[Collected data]
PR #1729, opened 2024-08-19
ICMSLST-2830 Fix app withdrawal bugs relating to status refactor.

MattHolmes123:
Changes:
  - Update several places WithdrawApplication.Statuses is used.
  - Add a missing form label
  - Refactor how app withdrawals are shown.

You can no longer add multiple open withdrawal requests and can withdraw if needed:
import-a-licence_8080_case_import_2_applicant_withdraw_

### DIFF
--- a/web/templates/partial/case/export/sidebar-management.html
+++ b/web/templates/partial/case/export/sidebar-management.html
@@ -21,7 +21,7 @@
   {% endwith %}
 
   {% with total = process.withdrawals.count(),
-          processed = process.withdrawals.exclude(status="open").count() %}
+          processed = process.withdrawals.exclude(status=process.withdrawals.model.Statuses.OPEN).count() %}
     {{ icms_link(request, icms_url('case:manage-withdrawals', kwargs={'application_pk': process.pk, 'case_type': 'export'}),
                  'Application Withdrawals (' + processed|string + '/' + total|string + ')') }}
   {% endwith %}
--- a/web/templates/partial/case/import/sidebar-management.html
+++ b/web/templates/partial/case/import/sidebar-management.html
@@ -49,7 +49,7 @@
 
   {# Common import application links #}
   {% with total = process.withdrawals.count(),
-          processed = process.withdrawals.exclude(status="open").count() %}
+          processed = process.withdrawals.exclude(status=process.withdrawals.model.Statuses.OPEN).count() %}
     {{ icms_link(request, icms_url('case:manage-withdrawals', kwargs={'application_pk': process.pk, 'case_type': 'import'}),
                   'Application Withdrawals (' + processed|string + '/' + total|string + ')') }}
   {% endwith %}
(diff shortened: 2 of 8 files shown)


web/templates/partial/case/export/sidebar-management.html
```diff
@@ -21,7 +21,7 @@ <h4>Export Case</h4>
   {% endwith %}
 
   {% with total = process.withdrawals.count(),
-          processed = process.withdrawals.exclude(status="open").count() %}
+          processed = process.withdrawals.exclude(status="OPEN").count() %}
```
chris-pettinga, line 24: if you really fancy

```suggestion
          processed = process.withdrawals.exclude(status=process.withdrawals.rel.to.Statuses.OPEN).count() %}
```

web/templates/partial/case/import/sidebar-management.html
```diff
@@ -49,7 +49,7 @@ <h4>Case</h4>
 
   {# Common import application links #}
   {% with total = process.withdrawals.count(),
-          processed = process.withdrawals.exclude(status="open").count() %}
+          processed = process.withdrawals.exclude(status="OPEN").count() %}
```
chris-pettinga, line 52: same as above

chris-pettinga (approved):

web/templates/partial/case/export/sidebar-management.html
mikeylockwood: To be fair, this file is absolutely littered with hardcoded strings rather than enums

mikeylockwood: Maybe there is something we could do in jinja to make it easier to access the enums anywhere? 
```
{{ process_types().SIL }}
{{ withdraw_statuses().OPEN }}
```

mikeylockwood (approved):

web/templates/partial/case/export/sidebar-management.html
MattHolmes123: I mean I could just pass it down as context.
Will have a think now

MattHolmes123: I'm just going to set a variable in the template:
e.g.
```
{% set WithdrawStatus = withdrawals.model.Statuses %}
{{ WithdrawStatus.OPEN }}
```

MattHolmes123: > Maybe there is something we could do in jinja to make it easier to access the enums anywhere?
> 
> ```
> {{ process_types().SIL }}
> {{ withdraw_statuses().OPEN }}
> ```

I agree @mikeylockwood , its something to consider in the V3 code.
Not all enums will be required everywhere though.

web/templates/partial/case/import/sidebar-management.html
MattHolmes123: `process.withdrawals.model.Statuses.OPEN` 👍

...

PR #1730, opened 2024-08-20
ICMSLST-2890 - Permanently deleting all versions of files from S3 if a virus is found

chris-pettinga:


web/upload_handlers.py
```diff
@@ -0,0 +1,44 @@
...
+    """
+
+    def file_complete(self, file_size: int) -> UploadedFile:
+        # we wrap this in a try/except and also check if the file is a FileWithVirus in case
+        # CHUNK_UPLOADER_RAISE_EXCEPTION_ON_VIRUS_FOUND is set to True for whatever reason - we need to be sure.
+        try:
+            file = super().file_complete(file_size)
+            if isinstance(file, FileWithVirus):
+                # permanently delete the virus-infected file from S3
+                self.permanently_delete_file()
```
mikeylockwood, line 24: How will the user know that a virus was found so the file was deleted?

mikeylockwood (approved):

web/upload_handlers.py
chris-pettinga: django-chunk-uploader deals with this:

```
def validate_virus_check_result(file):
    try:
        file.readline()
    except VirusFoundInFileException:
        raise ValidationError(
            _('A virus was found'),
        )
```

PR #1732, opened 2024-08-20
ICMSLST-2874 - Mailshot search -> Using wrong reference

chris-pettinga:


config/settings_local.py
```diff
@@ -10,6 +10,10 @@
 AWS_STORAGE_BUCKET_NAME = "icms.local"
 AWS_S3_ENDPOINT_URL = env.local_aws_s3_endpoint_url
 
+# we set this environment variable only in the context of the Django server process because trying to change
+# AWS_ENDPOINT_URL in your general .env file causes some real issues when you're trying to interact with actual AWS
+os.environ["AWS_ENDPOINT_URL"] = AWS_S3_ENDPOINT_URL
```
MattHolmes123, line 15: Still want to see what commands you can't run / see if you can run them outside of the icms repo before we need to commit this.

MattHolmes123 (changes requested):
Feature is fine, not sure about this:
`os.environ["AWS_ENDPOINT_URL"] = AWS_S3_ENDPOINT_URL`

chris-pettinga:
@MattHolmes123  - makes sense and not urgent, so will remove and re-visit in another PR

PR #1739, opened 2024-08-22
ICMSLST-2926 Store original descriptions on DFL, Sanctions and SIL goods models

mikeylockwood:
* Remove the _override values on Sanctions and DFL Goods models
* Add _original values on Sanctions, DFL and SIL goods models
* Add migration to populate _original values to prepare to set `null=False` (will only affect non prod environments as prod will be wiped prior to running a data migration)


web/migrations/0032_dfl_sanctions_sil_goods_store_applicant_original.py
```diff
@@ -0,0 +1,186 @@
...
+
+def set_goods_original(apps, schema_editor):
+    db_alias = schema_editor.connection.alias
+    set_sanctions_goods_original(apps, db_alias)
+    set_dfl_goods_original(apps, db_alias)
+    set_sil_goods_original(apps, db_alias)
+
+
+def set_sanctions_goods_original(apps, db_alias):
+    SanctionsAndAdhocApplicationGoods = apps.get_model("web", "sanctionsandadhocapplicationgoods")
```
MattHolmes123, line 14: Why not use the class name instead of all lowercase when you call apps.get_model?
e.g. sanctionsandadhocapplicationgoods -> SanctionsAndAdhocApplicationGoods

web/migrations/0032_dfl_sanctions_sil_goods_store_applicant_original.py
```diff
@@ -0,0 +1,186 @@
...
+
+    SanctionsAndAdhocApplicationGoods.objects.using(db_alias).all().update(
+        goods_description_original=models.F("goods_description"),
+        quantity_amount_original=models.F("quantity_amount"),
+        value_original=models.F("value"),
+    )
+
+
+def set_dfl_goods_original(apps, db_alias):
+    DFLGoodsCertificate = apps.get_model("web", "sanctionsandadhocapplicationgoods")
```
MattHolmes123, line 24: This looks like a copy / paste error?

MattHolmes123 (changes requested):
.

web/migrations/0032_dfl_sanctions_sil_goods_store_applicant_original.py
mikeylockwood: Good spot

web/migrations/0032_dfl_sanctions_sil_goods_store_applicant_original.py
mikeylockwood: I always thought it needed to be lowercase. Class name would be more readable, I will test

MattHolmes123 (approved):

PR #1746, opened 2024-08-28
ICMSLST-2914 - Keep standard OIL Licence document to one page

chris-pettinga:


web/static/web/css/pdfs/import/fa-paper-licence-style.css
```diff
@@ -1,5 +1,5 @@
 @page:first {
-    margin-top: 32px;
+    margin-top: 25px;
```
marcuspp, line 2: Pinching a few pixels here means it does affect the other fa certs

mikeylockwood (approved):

• Work order: Copy, exactly and only, the lines above that begin with the one containing "PR #1732, opened 2024-08-20" and finish with the one containing "in another PR".

• Your response:
PR #1732, opened 2024-08-20
ICMSLST-2874 - Mailshot search -> Using wrong reference

chris-pettinga:


config/settings_local.py
```diff
@@ -10,6 +10,10 @@
 AWS_STORAGE_BUCKET_NAME = "icms.local"
 AWS_S3_ENDPOINT_URL = env.local_aws_s3_endpoint_url
 
+# we set this environment variable only in the context of the Django server process because trying to change
+# AWS_ENDPOINT_URL in your general .env file causes some real issues when you're trying to interact with actual AWS
+os.environ["AWS_ENDPOINT_URL"] = AWS_S3_ENDPOINT_URL
```
MattHolmes123, line 15: Still want to see what commands you can't run / see if you can run them outside of the icms repo before we need to commit this.

MattHolmes123 (changes requested):
Feature is fine, not sure about this:
`os.environ["AWS_ENDPOINT_URL"] = AWS_S3_ENDPOINT_URL`

chris-pettinga:
@MattHolmes123  - makes sense and not urgent, so will remove and re-visit in another PR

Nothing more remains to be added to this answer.